TASK PROMPT —
The full set of entries below needs to be written out exactly.
┌─ DATA UNDER STUDY
Issue #181, opened 2014-12-15
TCK: SubscriberValidation should ship with default Publisher instead of forcing to impl HelperPublisher


ktoso:
If I'm an reactive streams implementer, and my library only has Subscribers, I'd rather not be forced into implementing a proper Publisher in order to fulful `createHelperPublisher(long elements)`.

We can and should provide default implementations of VALID "simple number publishers" you can use.

rkuhn:
Implementation has been merged, closing.

PR #186, opened 2014-12-24
+tck #181 provides default helperPublisher for subscriber tests

ktoso:
This is a rather heavy PR, however it removes the need of implementing a (helper) Publisher when I'm only interested in implementing a Subscriber. This is done by providing a default implementation - based on the example implementations (reused).

The TCK automatically picks the default publisher if it is able to. If not (types don't match), it fails ASAP and tells the implementer that he/she has to implement a custom publisher (like we, until now, always forced implementers to).

Let me know what you think!

```
+ When subscriber verifications are extended using Integer
  we can use the existing publisher implementations from examples
  to drive the tests. This allows implementers who only care about
  implementing Subscribers to not care at all about implementing
  Publishers
+ In case the subscriber verification is extended using a custom signal
  type (defined as "not Integer") we do not magically generate a
  Publisher of this type, but instead fail the tests telling the
  implementer that he/she will need to implement a custom helperPublisher
  which is exactly what we have up until now always demanded from
  implementations.
+ We also provide tests to verify the test failures work as expected,
  and that the messages are indeed helpful.
+ Updated TCK README.md to clarify when to implement a custom publisher
+ fixed mistakenly added `<T>` on NumberPublisher - it is bound to Ints
+ TCK now depends on examples, as it uses the well documented async
  publisher to provide the default publisher for numbers. As well as
  in order to allow implementers to reuse those publishers when
  implementing custom Publishers to drive their Subscriber specs.
```

Refs #181
Merry :christmas_tree: ;-)

### DIFF
--- a/.travis.yml
+++ b/.travis.yml
@@ -1,11 +1,11 @@
 language: java
 script:
-- ./gradlew check
+  - ./gradlew check
 cache:
   directories:
   - $HOME/.gradle
 jdk:
-- openjdk6
+  - openjdk6
 env:
   global:
   - TERM=dumb
--- a/examples/src/main/java/org/reactivestreams/example/unicast/AsyncSubscriber.java
+++ b/examples/src/main/java/org/reactivestreams/example/unicast/AsyncSubscriber.java
@@ -1,6 +1,5 @@
 package org.reactivestreams.example.unicast;
 
-import org.reactivestreams.Publisher;
 import org.reactivestreams.Subscriber;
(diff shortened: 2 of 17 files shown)


viktorklang:
Superseded by #192 (rebased on top of current master).

ktoso:
rebasing and reopening to verify if validation would/will fail.

ktoso:
Oh... no re-opening powers... :-(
└─
WRITTEN REPLY —
Issue #181, opened 2014-12-15
TCK: SubscriberValidation should ship with default Publisher instead of forcing to impl HelperPublisher


ktoso:
If I'm an reactive streams implementer, and my library only has Subscribers, I'd rather not be forced into implementing a proper Publisher in order to fulful `createHelperPublisher(long elements)`.

We can and should provide default implementations of VALID "simple number publishers" you can use.

rkuhn:
Implementation has been merged, closing.

PR #186, opened 2014-12-24
+tck #181 provides default helperPublisher for subscriber tests

ktoso:
This is a rather heavy PR, however it removes the need of implementing a (helper) Publisher when I'm only interested in implementing a Subscriber. This is done by providing a default implementation - based on the example implementations (reused).

The TCK automatically picks the default publisher if it is able to. If not (types don't match), it fails ASAP and tells the implementer that he/she has to implement a custom publisher (like we, until now, always forced implementers to).

Let me know what you think!

```
+ When subscriber verifications are extended using Integer
  we can use the existing publisher implementations from examples
  to drive the tests. This allows implementers who only care about
  implementing Subscribers to not care at all about implementing
  Publishers
+ In case the subscriber verification is extended using a custom signal
  type (defined as "not Integer") we do not magically generate a
  Publisher of this type, but instead fail the tests telling the
  implementer that he/she will need to implement a custom helperPublisher
  which is exactly what we have up until now always demanded from
  implementations.
+ We also provide tests to verify the test failures work as expected,
  and that the messages are indeed helpful.
+ Updated TCK README.md to clarify when to implement a custom publisher
+ fixed mistakenly added `<T>` on NumberPublisher - it is bound to Ints
+ TCK now depends on examples, as it uses the well documented async
  publisher to provide the default publisher for numbers. As well as
  in order to allow implementers to reuse those publishers when
  implementing custom Publishers to drive their Subscriber specs.
```

Refs #181
Merry :christmas_tree: ;-)

### DIFF
--- a/.travis.yml
+++ b/.travis.yml
@@ -1,11 +1,11 @@
 language: java
 script:
-- ./gradlew check
+  - ./gradlew check
 cache:
   directories:
   - $HOME/.gradle
 jdk:
-- openjdk6
+  - openjdk6
 env:
   global:
   - TERM=dumb
--- a/examples/src/main/java/org/reactivestreams/example/unicast/AsyncSubscriber.java
+++ b/examples/src/main/java/org/reactivestreams/example/unicast/AsyncSubscriber.java
@@ -1,6 +1,5 @@
 package org.reactivestreams.example.unicast;
 
-import org.reactivestreams.Publisher;
 import org.reactivestreams.Subscriber;
(diff shortened: 2 of 17 files shown)


viktorklang:
Superseded by #192 (rebased on top of current master).

ktoso:
rebasing and reopening to verify if validation would/will fail.

ktoso:
Oh... no re-opening powers... :-(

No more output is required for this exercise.